Microchimerism is a small population of cells that arise from fetal microchimerism (FMc) and maternal microchimerism (MMc). While fetal microchimerism is the presence and persistence of fetal cells in maternal tissues, maternal microchimerism (MMc) is the presence of maternal cells in fetal tissues.
Maternal fetal microchimerism
Fetal stem cells can migrate across the placenta to enter the mother’s bone marrow. Embryonic progenitor stem cell transfer begins 4 or 5 days immediately after fertilization and goes along with all stages of pregnancy.
Microchimerism of this kind occurs in both male and female embryos. However, due to the presence of Y chromosomes in females, it is easy to detect male microchimerism in maternal tissue.
Fetal microchimerism is found in cellular subsets of the pregnant mother’s peripheral blood, including cells of the lymphoid and myeloid lineages. An experiment was conducted to assess microchimerism where 40% had maternal microchimerism compared to 15% who had fetal microchimerism.

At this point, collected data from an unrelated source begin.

PR #1515, opened 2022-03-10
feat(sgx): add `enarx sgx register` command

npmccallum:

### DIFF
--- a/Cargo.toml
+++ b/Cargo.toml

Fetal DNA in maternal plasma
For further evaluation of fetal DNA in maternal plasma and urine samples. 80 pregnant women were studied during 7u and 40u week of pregnancy. Their DNA was amplified using nested polymerase chain reactions for Y-chromosome DNA. According to fetal sex analysis after delivery, 25 women carried females and 55 males. 96% of plasma samples and 38% of urine samples from 55 women carrying male fetuses had Y-specific signals. Increasing gestational age increases the specificity and sensitivity of Y-PCR.
Theoretically, there is an abundance of fetal microchimerism that depends on several factors such as:
- immunogenetic relationships between mother and fetus and
- pre-existing residents of the maternal system, from her mother or her previous children
Autoimmune Effects on the Mother
Studies have been conducted to determine whether microchimerism is associated with autoimmune diseases that predominantly affect women. Autoimmune thyroid disease affects women of reproductive age. Fetal cells are present in the maternal peripheral blood for a very long time and have clinical similarities with graft-versus-host disease and autoimmune disease leading to autoimmune diseases.
Fetal microchimerism occurs in healthy women
The incidence of fetal microchimerism in healthy women may not be known, but studies have found reports of autoimmune disease ranging widely from 8% to 72%. In animal studies, fetal microchimerism may have been observed to be frequent and always present. Even one report of male presumptive embryonic cells is found in bone marrow, and bones are mostly found in women after reproduction.
Factors influencing maternal development in fetal microchimerism
The factors that influenced the development of fetal microchimerism have been much debated. But the main factors affecting fetal microchimerism include:
- Abnormality of the placenta
- Fetal aneuploidy (presence of one or more extra or absent chromosomes)
- Preeclampsia and
- loss or termination of pregnancy
- Genetic and environmental factors are also likely to contribute to microchimerism
Fetal microchimeric cells help repair maternal tissues
In recent years. Microchimeric fetal cells have been found to respond to maternal tissue injury. Injured tissues produce signals to move embryonic stem cells from the pregnancy reservoir and further stimulate transplanted stem cells into specialized stem cells. In addition, chronic tissue injury may promote the initiation of microchimerism
Maternal Microchimerism in Pregnancy
Maternal microchimerism is a two-way process, in which there is transfer of maternal cells into the fetal circulation. This idea was conceived in 1960, when a famous researcher found maternal leukocytes in the umbilical cord. Having said that during early fetal life and in the early life of a newborn. maternal microchimeric cells were found in various organs, including the thymus, skin, liver, spleen, and thyroid. Maternal microchimerism and a few more T cells produce cytokines that can affect the development of the fetus in the possible autoimmune disease.